Table 3 As explained above, according to the present invention, the shape measurement of the inner peripheral surface of the rim portion is performed by the shape measuring means, and the control means
A cutting program is generated based on the measurement data and finished dimension data given in advance, and the cutting means is controlled based on this program, so the thickness of the rim part can be adjusted in the optimal condition for each workpiece. Since the cutting process is performed to maintain a constant value, it is possible to prevent a partial decrease in strength of the rim portion. In addition, since the above-mentioned control performs cutting according to the workpiece, processing time can be shortened compared to conventional puff machining, etc. Furthermore, the device of the present invention can simplify the machine system, and can reduce the machining time compared to conventional puff polishing. Equipment costs can also be lowered compared to when using equipment.
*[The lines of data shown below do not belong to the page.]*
PR #28, opened 2019-03-24
Implemented ltacmd request command

blinkdog:
Implements the following:

`ltacmd display-config`

`ltacmd request ls`
`ltacmd request new`
`ltacmd request status`

However, `ltacmd request new` with the parameter `--fc-query` might be a stretch too far for reasons I've noted in the Google Doc:

https://docs.google.com/document/d/1guHTvpeC1RfmVGwa-8LjDFpWVngiWFyTmeo1dR4rvPU/edit


resources/lta_cmd.py
```diff
@@ -0,0 +1,205 @@
...
+                               nargs='?')
+    parser_status.add_argument("--json",
+                               help="display output in JSON",
+                               action="store_true")
+    parser_status.set_defaults(func=status)
+
+    # parse the provided command line arguments and call the function
+    args = parser.parse_args()
+    exit_code = await args.func(args)
+    sys.exit(exit_code)
```
dsschult: This is considered not-pythonic.  The "correct" way is to just raise an exception and let that return a non-zero exit code.

resources/lta_cmd.py
```diff
@@ -0,0 +1,205 @@
...
+                print(f"{short_id}\t{create_time}\t{path}\t{source} -> {dests}")
+    except Exception as e:
+        print(e)
+        return -1
+    return 0
+
+
+async def request_new(args) -> int:
+    # configure a RestClient from the environment
+    rc = RestClient(args.config["LTA_REST_URL"], token=args.config["LTA_REST_TOKEN"])
```
dsschult: The RestClient configuration smells like duplicate code, and should be factored out somewhere.  Some options:
* an external setup function
* making a class for all the functions, and doing "setup" stuff in the `__init__`
or something else if you can think of anything better.

resources/lta_cmd.py
```diff
@@ -0,0 +1,205 @@
...
+    if args.json:
+        print_dict_as_pretty_json(args.config)
+    else:
+        for key in args.config:
+            print(f"{key}:\t\t{args.config[key]}")
+    return 0
+
+
+def print_dict_as_pretty_json(d: Dict) -> None:
+    print(json.dumps(d, indent=4, sort_keys=True))
```
dsschult: I'm unsure we need json output from the lta cmd.  What might be more useful is to make each of these functions callable (as part of a public python api).

Also, having simple functions as examples of interacting with the API show others how to do the same (so if someone wanted to write this in a different language, it should be easy).

resources/lta_cmd.py
```diff
@@ -0,0 +1,205 @@
...
+    return 0
+
+
+async def request_status(args) -> int:
+    rc = RestClient(args.config["LTA_REST_URL"], token=args.config["LTA_REST_TOKEN"])
+    try:
+        response = await rc.request("GET", "/TransferRequests")
+        results = response["results"]
+        for x in results:
+            if x["uuid"].startswith(args.uuid):
```
dsschult: This makes me wonder if we should make the uuid as an optional parameter to `/TransferRequests`.

resources/lta_cmd.py
blinkdog: I've removed the exit coding handling, and the try-catch blocks.
Let exceptions raise where they may...

resources/lta_cmd.py
blinkdog: Refactored this so that RestClient is configured in main and passed along via `set_defaults`.

resources/lta_cmd.py
blinkdog: I don't mind adding a Python API ala some `LongTermArchiveCommand` class or something, but I think this should probably be a separate card in JIRA.

As for the JSON output, I think it's useful for robots or other scripts coming at LTA from the command line. I can strip it out if we're really opposed to it, but my preference is to keep it.

resources/lta_cmd.py
blinkdog: That would be the right way to implement this. I've opened an issue for it:
https://github.com/WIPACrepo/lta/issues/29

Unfortunately, even with it, I don't think it gets us away from the loop. The short ID (depending on how short it is, for example `"2"`) may return multiple objects, so we're still bound to iterating over the potential results.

Furthermore, when the cutting process is applied as in the present invention, the processed inner circumferential surface of the rim part will not cause a gloss-F imbalance with the disk attached to it.
It is extremely suitable in terms of appearance.

[Brief explanation of drawings]

FIG. 1 is an external view of a preferred embodiment of the present invention, FIG. 2 is a block circuit diagram of a preferred embodiment of the present invention, FIGS. 3 and 4 are explanatory diagrams of the operation surface of the operation panel in FIG. FIG. 5 is an explanatory diagram of the moving operation of the stylus, FIG. 6 is an explanatory diagram of the memory contents of the RAM shown in FIG. FIG. 3 is an external view of the device in a cutting state. 10... Main shaft, 18... Rim part, 20... Cutting tool,
22... Stylus, 30... Tool rest moving device, 34.38... DC motor, 40... Measurement controller, 42... DC motor, 44... NC device,
65...Pulse generator. Substitute chef Tatsuyuki Unuma (and 2 others) Figure 3 Figure 4 Figure 671

Claims (1)

[Scope of Claims] (1) A cutting means for cutting the inner circumferential surface of a rim portion of a bonded aluminum wheel subjected to roll plastic processing, and a cutting program that executes a cutting program to keep the thickness of the rim portion constant. and control means for controlling the cutting means so as to control the cutting means, the rim part cutting device for a bonded aluminum wheel is provided with a shape measuring means for measuring the shape of the inner peripheral surface of the rim, and the control means controls the shape measuring means for measuring the shape of the inner circumferential surface of the rim. A joining type aluminum wheel rim cutting device, characterized in that the cutting program is generated based on measurement data of the means and finished dimension data given in advance. (2. In the apparatus set forth in claim 1, the shape measuring means provides finished dimension data to the control means by measuring the shape of a reference workpiece whose finished dimensions have been determined. Wheel rim cutting device. (3) In the device according to claim 1 or 2, the shape measuring means includes a stylus that contacts and moves the rim to obtain measurement data, and the control means is a joint type aluminum wheel rim cutting device characterized by controlling the movement of a stylus by executing a pre-given program.